▶ **SUPPLIED MATERIAL**:
____

PR #3845, opened 2019-12-10
core: add method to get product info in templates

fabianfrz:
It may not be perfect but it does its job.

It is required that @mimugmail can do his patch in opnsense/plugins#1602.

It adds a helpers.systemInfo hash, which contains plugin versions and core metadata (like the release)

### DIFF
--- a/src/opnsense/service/modules/addons/template_helpers.py
+++ b/src/opnsense/service/modules/addons/template_helpers.py
@@ -32,6 +32,7 @@ import os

____

▶ **WORK REQUEST**:
Write every line of the material above again, exactly.

▶ **SOLUTION TO THE PROBLEM**:
PR #3845, opened 2019-12-10
core: add method to get product info in templates

fabianfrz:
It may not be perfect but it does its job.

It is required that @mimugmail can do his patch in opnsense/plugins#1602.

It adds a helpers.systemInfo hash, which contains plugin versions and core metadata (like the release)

### DIFF
--- a/src/opnsense/service/modules/addons/template_helpers.py
+++ b/src/opnsense/service/modules/addons/template_helpers.py
@@ -32,6 +32,7 @@ import os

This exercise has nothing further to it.